How to solve $y' = \ln 3 (y- \left \lfloor{y}\right \rfloor - \frac{3}{2}), $ subject to $ y(0)=0$? If I were to let $y = x+z$ where $x$ is the integer part of the solution and $z$ is the other bit then we have
$$x'+z' = \ln3\bigg(z-\frac{3}{2}\bigg)$$
I am not sure whether I am any better off. The integer part is discontinuous, so I am not sure whether $x'$ makes any sense. Does anyone have any experience with these types of ODE's?
The exact solution is 
$$y(t) = -  \left \lfloor{t}\right \rfloor + \frac{1}{2}(1-3^{t- \left \lfloor{t}\right \rfloor })  , t \geq 0$$
 A: The problem can be simplified by assuming $0<y<1$ We can then attempt to extend the solution to satisfy a more general domain.
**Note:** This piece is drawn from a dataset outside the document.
PR #97, opened 2019-12-12
Fix version error message

dominikl:
If you connect with current Insight 5.5.6 to for example merge-ci you get an error message like this:

Screen Shot 2019-12-12 at 11 36 29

$$y'=(\ln 3)\left(y-\frac 32\right)$$
Substituting $z = y - \frac 32$, $z'=y'$, we obtain a simple linear ODE.
$$z'=z\ln 3$$
$$z=c(3)^t,\ \ \ c\in\mathbb R$$
$$y=c(3)^t+\frac 32$$
We now need to determine which values of $t$ satisfy $0<y<1$, which immediately requires that $c<0$.
$$\log_3\left(\frac{-1}{2c}\right)<t<\log_3\left(\frac{-3}{2c}\right)$$
$$0<t-\log_3\left(\frac{-1}{2c}\right)<1$$
Letting $t_0=\log_3\left(\frac{-1}{2c}\right)$, we have $0<t - t_0 <1$. We can then plug $t_0$ back into the original equation to obtain a simple expression.
$$y=\frac 32 - \frac 12(3)^{t-t_0}$$
In the ODE, note that the substitution $y\to y+n$ for some integer $n$ does not change the equation. From this, we can obtain the most general set of strong solutions:
$$y=n+\frac 32-\frac 12(3)^{t-t_0},\ \ n\in\mathbb Z,\ \ t_0\in\mathbb R,\ \ 0<t-t_0<1$$
This solution set can never satisfy the initial condition $y(0)=0$. In fact, there are no solutions that satisfy the ODE for integer values of $y$, due to the discontinuity in the ODE. If, however, we permit weak solutions that are continuous and satisfy the ODE almost everywhere, then we can join the endpoints of the solution curves to make curves that are defined for all $t$. The exact solution you provided was obtained in exactly this manner; notice that it doesn't satisfy the ODE at $y=0$ since its derivative doesn't exist there.